> _THE PROBLEM_
Show every line from the entries that follow which holds the word "IoSlice".

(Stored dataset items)
== Segment start ==
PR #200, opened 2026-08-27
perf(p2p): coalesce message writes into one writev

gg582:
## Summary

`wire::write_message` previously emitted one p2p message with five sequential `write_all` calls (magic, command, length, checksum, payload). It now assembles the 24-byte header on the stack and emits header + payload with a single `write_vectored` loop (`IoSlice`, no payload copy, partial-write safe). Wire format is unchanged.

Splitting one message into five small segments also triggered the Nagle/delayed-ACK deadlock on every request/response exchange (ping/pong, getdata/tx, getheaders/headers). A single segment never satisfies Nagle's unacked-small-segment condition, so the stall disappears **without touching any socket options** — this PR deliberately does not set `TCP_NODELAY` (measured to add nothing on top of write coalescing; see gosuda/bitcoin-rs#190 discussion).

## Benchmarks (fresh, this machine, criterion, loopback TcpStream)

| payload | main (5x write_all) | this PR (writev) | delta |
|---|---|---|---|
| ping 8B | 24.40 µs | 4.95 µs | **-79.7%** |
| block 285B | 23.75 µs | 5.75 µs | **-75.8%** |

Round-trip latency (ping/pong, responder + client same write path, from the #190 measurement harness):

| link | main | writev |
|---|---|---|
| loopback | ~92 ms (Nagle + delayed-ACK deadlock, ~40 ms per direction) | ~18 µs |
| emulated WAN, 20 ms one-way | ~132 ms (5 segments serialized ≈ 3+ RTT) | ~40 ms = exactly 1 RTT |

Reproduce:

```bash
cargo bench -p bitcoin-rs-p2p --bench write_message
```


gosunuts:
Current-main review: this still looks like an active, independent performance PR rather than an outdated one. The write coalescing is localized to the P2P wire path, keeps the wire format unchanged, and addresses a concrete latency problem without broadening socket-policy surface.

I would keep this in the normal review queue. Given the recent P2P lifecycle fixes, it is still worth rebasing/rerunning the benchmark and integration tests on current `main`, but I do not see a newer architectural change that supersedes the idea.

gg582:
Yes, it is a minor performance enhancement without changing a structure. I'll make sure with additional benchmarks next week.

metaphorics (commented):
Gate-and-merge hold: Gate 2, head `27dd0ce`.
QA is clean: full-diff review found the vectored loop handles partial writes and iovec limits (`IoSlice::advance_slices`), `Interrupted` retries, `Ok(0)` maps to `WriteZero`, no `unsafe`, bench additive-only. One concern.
== Segment end ==
> _ANSWER TO THE EXERCISE_
`wire::write_message` previously emitted one p2p message with five sequential `write_all` calls (magic, command, length, checksum, payload). It now assembles the 24-byte header on the stack and emits header + payload with a single `write_vectored` loop (`IoSlice`, no payload copy, partial-write safe). Wire format is unchanged.
QA is clean: full-diff review found the vectored loop handles partial writes and iovec limits (`IoSlice::advance_slices`), `Interrupted` retries, `Ok(0)` maps to `WriteZero`, no `unsafe`, bench additive-only. One concern.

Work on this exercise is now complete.